Tuesday, August 24, 2010

Why Python's Integer Division Floors

I was asked (again) today to explain why integer division in Python returns the floor of the result instead of truncating towards zero like C.

For positive numbers, there's no surprise:

>>> 5//2
2

But if one of the operands is negative, the result is floored, i.e., rounded away from zero (towards negative infinity):

>>> -5//2
-3
>>> 5//-2
-3

This disturbs some people, but there is a good mathematical reason. The integer division operation (//) and its sibling, the modulo operation (%), go together and satisfy a nice mathematical relationship (all variables are integers):

a/b = q with remainder r

such that

b*q + r = a and 0 <= r < b

(assuming a and b are >= 0).

If you want the relationship to extend for negative a (keeping b positive), you have two choices: if you truncate q towards zero, r will become negative, so that the invariant changes to 0 <= abs(r) < otherwise, you can floor q towards negative infinity, and the invariant remains 0 <= r < b. [update: fixed this para]

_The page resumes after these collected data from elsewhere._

PR #39941, opened 2026-01-27
[openapi-diff-runner] Support renames in same version check

mikeharder:
- fixes #38245
 
 
- Scenario: Change case of spec filename, no change to content
  - Before: Fails with "every API is added/removed"
    - https://github.com/mikeharder/azure-rest-api-specs/actions/runs/21612348823?pr=73
  - After: Correctly determines `NoVersionChange`
    - https://github.com/mikeharder/azure-rest-api-specs/actions/runs/21612351964?pr=71
- Scenario: Change case of spec filename, breaking change in content
   - Before: Fails with "every path is added/removed", which is misleading, and can lead to the failure being bypassed
     - https://github.com/mikeharder/azure-rest-api-specs/actions/runs/21612331302?pr=74
  - After: Fails with correct error for the content diff ("age" renamed to "age2")
    - https://github.com/mikeharder/azure-rest-api-specs/actions/runs/21612340194?pr=75


mikeharder:
@copilot: Create a new PR, starting with the contents of this PR.  I will provide further instructions, in the new PR.

eng/tools/openapi-diff-runner/package.json
```diff
@@ -12,7 +12,7 @@
     "format:check": "prettier . --ignore-path ../.prettierignore --check",
     "format:check:ci": "prettier . --ignore-path ../.prettierignore --check --log-level debug",
     "test": "vitest",
-    "test:ci": "vitest --coverage --reporter=verbose"
+    "test:ci": "vitest run --coverage --reporter=verbose"
```
mikeharder, line 15: unrelated cleanup

raych1 (approved):

eng/tools/openapi-diff-runner/src/commands.ts
```diff
@@ -75,6 +75,8 @@ export async function validateBreakingChange(context: Context): Promise<number>
 
   const deletedSwaggers = diffs.deletions || [];
 
+  const renamedSwaggers = diffs.renames || [];
```
mikeharder, line 78: unfortunately, I think the fix is more complex, and this code likely contains bugs in some rename scenarios.

the problem is the code below, assumes that renames were split into additions and deletions.  for example, `addedVersionDirs` only checks `newSwaggers`, not `renamedSwaggers.to`.  these issues could all be fixed, but this code is already complex and fragile, and this may just make it worse.

eng/tools/openapi-diff-runner/src/commands.ts
mikeharder, line 91: Another place we might need to make case-insensitive.

mikeharder, line 85: any code that processes paths might need to handle case-insensitive.  and then you can't just check existsSync(), you'd instead need to list the dir entries and do case-insensitive compare.

eng/tools/openapi-diff-runner/src/commands.ts
mikeharder: actually, i think this might be fine.  If we can match additions and deletions into a rename, either from git or manually, the result should be strictly better than any "empty file diffs" we would have otherwise done

mikeharder:
closing in favor of #40121

PR #40040, opened 2026-01-29
[Storage] Housekeeping TypeSpec Changes

vincenttran-msft:
- Remove `Internal` suffixes from `BlobProperties` and `BlobItem`
- Revert `StorageError` model to the most basic original definition (aside from adding `Code` to allow that to be used and thus generated)
- Use `@@scope(....., !rust)` to hide methods we don't want to be generated at all
- Uses temporary emitter flag `omit-constructors` to get rid of constructors from being generated

### DIFF
--- a/specification/storage/Microsoft.BlobStorage/client.tsp
+++ b/specification/storage/Microsoft.BlobStorage/client.tsp
@@ -65,6 +65,5 @@ namespace Customizations;
 @@scope(Storage.Blob.Blob.setExpiry, "!rust");
 @@scope(Storage.Blob.Blob.startCopyFromUrl, "!rust");
 @@scope(Storage.Blob.BlockBlob.query, "!rust");
-@@scope(Storage.Blob.BlockBlob.stageBlockFromUrl, "!rust");
 @@scope(Storage.Blob.PageBlob.copyIncremental, "!rust");
 @@scope(Storage.Blob.PageBlob.getPageRangesDiff, "!rust");
--- a/specification/storage/Microsoft.BlobStorage/client.tsp
+++ b/specification/storage/Microsoft.BlobStorage/client.tsp
@@ -27,10 +27,10 @@ namespace Customizations;
 @@clientName(ContainerProperties.immutableStorageWithVersioningEnabled,
   "IsImmutableStorageWithVersioningEnabled"
 );
-@@clientName(BlobPropertiesInternal.expiryTime, "ExpiresOn");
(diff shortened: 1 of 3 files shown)


specification/storage/Microsoft.BlobStorage/client.tsp
```diff
@@ -56,3 +56,15 @@ namespace Customizations;
...
+@@scope(Storage.Blob.Service.getUserDelegationKey, "!rust");
+@@scope(Storage.Blob.Container.listBlobHierarchySegment, "!rust");
+@@scope(Storage.Blob.Container.rename, "!rust");
+@@scope(Storage.Blob.Container.restore, "!rust");
+@@scope(Storage.Blob.Blob.abortCopyFromUrl, "!rust");
+@@scope(Storage.Blob.Blob.copyFromUrl, "!rust");
+@@scope(Storage.Blob.Blob.setExpiry, "!rust");
+@@scope(Storage.Blob.Blob.startCopyFromUrl, "!rust");
+@@scope(Storage.Blob.BlockBlob.query, "!rust");
+@@scope(Storage.Blob.BlockBlob.stageBlockFromUrl, "!rust");
```
jalauzon-msft: This feels like something we need?

specification/storage/Microsoft.BlobStorage/models.tsp
```diff
@@ -16,34 +16,14 @@ scalar base64Bytes extends bytes;
 
 /** The error response. */
 @error
```
jalauzon-msft, line 22: Can you leave a comment in here that this is a minimum impl for the generator and further error customization is done in hand-written code?

Further, I also wonder if this will be the case for all languages or if this is somehow used in other languages. Sean recently updated this a couple of STGs ago for copy error stuff so maybe it's actually used in .NET?

specification/storage/Microsoft.BlobStorage/client.tsp
vincenttran-msft: Hah, seems like we must of missed this. I will add this in this PR next iteration.

specification/storage/Microsoft.BlobStorage/models.tsp
vincenttran-msft: Hmm okay, I wonder if we can ask Sean if he has more context / anybody else on .NET side? For now I will take the top line feedback since that is accurate.

jalauzon-msft (approved):

PR #40047, opened 2026-01-30
Queues tsp

catalinaperalta:
Included in this PR:
- Add missing headers from the original swagger
- Update to latest stable service api version
- Add relevant fixes to resolve CI issues
- Other clean up and simplify code


specification/storage/Microsoft.QueueStorage/routes.tsp
```diff
@@ -182,15 +139,18 @@ namespace Storage.Queues {
       /** Include this parameter to specify that the queue's metadata be returned as part of the response body. */
       @query include?: Array<ListQueuesIncludeType>;
     },
-    ListQueuesResponse
+    {
+      ...DateResponseHeader;
```
jalauzon-msft: For all the places that the date header was added to the response, we should do something to make them internal (they were intentionally left out before), so they don't show in generated code. Basically, by adding date here, we are creating a whole response model type thing in the Rust SDK that we don't want (can show you more if you want). The other thing to note is that date is on every response and therefore could go in the template.

For Blob, we removed each individual instance of the date response header and added it to the response templates and marked it as internal. We should do that here as well. See Blob [model](https://github.com/Azure/azure-rest-api-specs/blob/feature/blob-tsp-rust/specification/storage/Microsoft.BlobStorage/models.tsp#L2026) and [template](https://github.com/Azure/azure-rest-api-specs/blob/feature/blob-tsp-rust/specification/storage/Microsoft.BlobStorage/routes.tsp#L42).

jalauzon-msft (approved):

jalauzon-msft (approved):

PR #40065, opened 2026-01-31
[Foundry branch-to-branch] Add a service contract library target to facilitate ingestion

trrwilson:
`Azure.AI.Agents.Contracts.V2` is a specification adapter library used by the Foundry Agents Service to process payloads. In addition to the Foundry-extended OpenAI API public surface, a substantial amount of additional service-to-service metadata is encoded into the contract payload.

Previously, this library used an entirely unconfigured "blank" copy of legacy `@azure-tools/typespec-csharp` emission in a manual, copy/paste fashion (with a lot of complex workaround code). We want to better support this service contract library as a first-class consumer of the specification sources and this PR extends the "library target" approach applied for SDK client libraries (azure-ai-agents in Java, Azure.AI.Projects.OpenAI in .NET, corresponding complements of azure-ai-projects and Azure.AI.Projects for those languages together with the Python/JS unified Projects library) to also treat `Azure.AI.Contracts.V2` as another "target."

- Common library imports are centralized the extant `tspconfig.yaml` files patterned for compilation targets; independent of everything else, this simplifies boilerplate per-.tsp-file preambles (that also included a lot of spurious/extraneous imports)
- Via said centralization, individual targets (here, the new `sdk-service-agents-contracts`) can use a parallel "view" of the openai-typespec files as needed
- The new target performs a number of decorator-fueled customizations to existing models; this greatly streamlines ingestion and maintenance


specification/ai-foundry/data-plane/Foundry/tspconfig.yaml
```diff
@@ -6,8 +6,8 @@ emit:
 options:
   "@typespec/openapi3":
     emitter-output-dir: "{project-root}/"
-    output-file: "openapi3/{version}/microsoft-foundry-openapi3.json"
-    # output-file: "openapi3/{version}/microsoft-foundry-openapi3.yaml"
+    # output-file: "openapi3/{version}/microsoft-foundry-openapi3.json"
+    output-file: "openapi3/{version}/microsoft-foundry-openapi3.yaml"
```
glecaros: I want to ask for the ability to have an array of file formats as options, the fact that we have to do this is somewhat annoying.

PR #40089, opened 2026-02-02
feat: Restructure the TypeSpec to flatten client nesting

lsiddiquee:
# Restructure the TypeSpec to flatten client nesting

This PR restructures the Queue Storage TypeSpec to flatten the client nesting structure. The changes simplify the client architecture by reorganizing routes and client definitions, reducing unnecessary nesting levels and improving the overall API design.

Changes:

- Refactored routes.tsp to flatten operation structure
- Updated client.tsp with simplified client definitions
- Added placeholder example file


vincenttran-msft (dismissed):
LGTM, will leave Jacob for final approval. Thanks again for your contributions Likhan 😄

specification/storage/Microsoft.QueueStorage/client.tsp
```diff
@@ -7,6 +7,3 @@ namespace Customizations;
 
 @@clientNamespace(Storage.Queues, "Azure.Storage.Queues");
 @@clientNamespace(Storage.Queues.Queue, "Azure.Storage.Queues");
-
-@@clientName(Storage.Queues.Service, "QueueServiceClient", "rust");
-@@clientName(Storage.Queues.Queue, "QueueClient", "rust");
```
vincenttran-msft: I think we should revert to this, since these currently are scoped to Rust-only changes, while directly being in `routes.tsp` is abit too wide of scope.

lsiddiquee:
@vincenttran-msft and @jalauzon-msft I have rebased the branch with the latest changes and then my changes applied on top. However, not really happy with removing the queue_name from the route and relying on the url. If we remove that then not only the generated client does not have that in the param, which is confusing, but if you see the open api spec that needs to be updated looks very wrong as well. Let me know your thoughts, I would prefer to keep the param here, and then in the wrapper fix it accordingly. We will still have support url and optional queue name of the constructor, and then the constructor if needed extracts the queue_name from the url if not provided and uses it to construct the underlying generated client. Let me know if it makes sense.

https://github.com/Azure/azure-rest-api-specs/actions/runs/21746292229/job/62732860821?pr=40089#step:4:462

jalauzon-msft:
Hi @lsiddiquee, the design in Blob is likely how we want it to be for Queue for consistency and as that is the only way we got everything to work. The thing to keep in mind is the end goal is to completely remove (most of) the handwritten layer and so we can't really handle anything special in the handwritten layer as we will soon be removing it. We are about to merge the PR to remove it in Blob.

Agree that the generated Swagger looks a bit odd, but it may be something we just have to deal with. This is the first I've seen it and we may end discussing this point with Azure SDK to see what they think but for now, we should probably just go with it to keep things moving.

As an aside, ands to better facilitate seeing the generated Swagger, please run `tsp compile` locally and include the results in the PR. Not sure if you've run it before (I didn't know about it until recently) but `tsp compile` just auto-generates a Swagger for us to check in alongside the TypeSpec. I do not see the Swagger file on the PR and that will also help CI.

jalauzon-msft:
Also, if you wouldn't mind re-generating the Rust code and pushing a new iteration to the code PR just to make sure everything looks good, that would be great.

vincenttran-msft:
To close the loop here: I pulled forward your work @lsiddiquee and incorporated the remaining feedback + did some other cleanup on the TypeSpec. This should be enough to get this initial PR work across the finish line, and then I will remove the handwritten layer + other stuff in a follow-up PR once that pattern drops in Blobs. Thanks again for all your hard work and contributions Likhan, it has been a great help!!
https://github.com/Azure/azure-sdk-for-rust/pull/3698
`.tsp`: https://github.com/Azure/azure-rest-api-specs/pull/40244

timotheeguerin:

PR #40137, opened 2026-02-04
fix(containerregistry): attribute RegistryProperties moved to stable in API 2025-11-01

CodeJourneys:
This PR fixes a bug in the 2025-11-01 API Typespec definition where networkRuleBypassAllowedForTasks was not annotated as introduced in that API


northtyphoon (approved):
LGTM

Issue #1272, opened 2015-04-30
Tabs - callback or trigger on active tab click


f1ana:
One nice feature for tabs would be the ability to run a function when the tab change process has been completed.  A valid use case would include set up that needs to happen once the new tab content is visible (e.g.  ajax calls, resize of 3rd party UI tools that cannot determine size in display:none)
I'm not sure which would be a better implementation: providing a callback on tab init or using a trigger.

Dogfalo:
Callback on tab doesn't really make sense to me. I think you should just implement it on a trigger.

f1ana:
If I implement the fix, is there a best practice for what the trigger should be named or bound to?

acburst:
Callback has been added called onShow

Issue #1278, opened 2015-04-30
Form reset button affects all forms on page


raptor008:
Resetting a single form will affect all forms on the page by removing the "active" class from labels. I believe it should only affect the form of which you are hitting the reset button.

http://codepen.io/anon/pen/MwwoXb

1. Enter text into first field of first form.
2. Enter text into first field of second form.
3. Hit the second reset button.
4. Notice that the active class for the first form's label is removed.

f1ana:
I have a fix for this in my fork- will create pull request shortly

raptor008:
Good deal, thanks.

acburst:
Fixed in c5de306

PR #1280, opened 2015-05-01
Add tab change trigger

f1ana:
Reference issue 1272
https://github.com/Dogfalo/materialize/issues/1272


f1ana:
Also references issue https://github.com/Dogfalo/materialize/issues/1278

PR #1288, opened 2015-05-03
Pagination links

Tschuky101:
Makes the links on pagination fill the <li> container for easier click ability on page numbers


nightskylark:
I was going to make the same fix and it is already done here. Great!

shinbuntu:
The PR #2931 has been merged and fixed it. Could you please confirm it ?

In mathematical number theory, mathematicians always prefer the latter choice (see e.g. Wikipedia). For Python, I made the same choice because there are some interesting applications of the modulo operation where the sign of a is uninteresting. Consider taking a POSIX timestamp (seconds since the start of 1970) and turning it into the time of day. Since there are 24*3600 = 86400 seconds in a day, this calculation is simply t % 86400. But if we were to express times before 1970 using negative numbers, the "truncate towards zero" rule would give a meaningless result! Using the floor rule it all works out fine.

Other applications I've thought of are computations of pixel positions in computer graphics. I'm sure there are more.

For negative b, by the way, everything just flips, and the invariant becomes:

0 >= r > b.

So why doesn't C do it this way? Probably the hardware didn't do this at the time C was designed. And the hardware probably didn't do it this way because in the oldest hardware, negative numbers were represented as "sign + magnitude" rather than the two's complement representation used these days (at least for integers). My first computer was a Control Data mainframe and it used one's complement for integers as well as floats. A pattern of 60 ones meant negative zero!

Tim Peters, who knows where all Python's floating point skeletons are buried, has expressed some worry about my desire to extend these rules to floating point modulo. He's probably right; the truncate-towards-negative-infinity rule can cause precision loss for x%1.0 when x is a very small negative number. But that's not enough for me to break integer modulo, and // is tightly coupled to that.

PS. Note that I am using // instead of / -- this is Python 3 syntax, and also allowed in Python 2 to emphasize that you know you are invoking integer division. The / operator in Python 2 is ambiguous, since it returns a different result for two integer operands than for an int and a float or two floats. But that's a totally separate story; see PEP 238.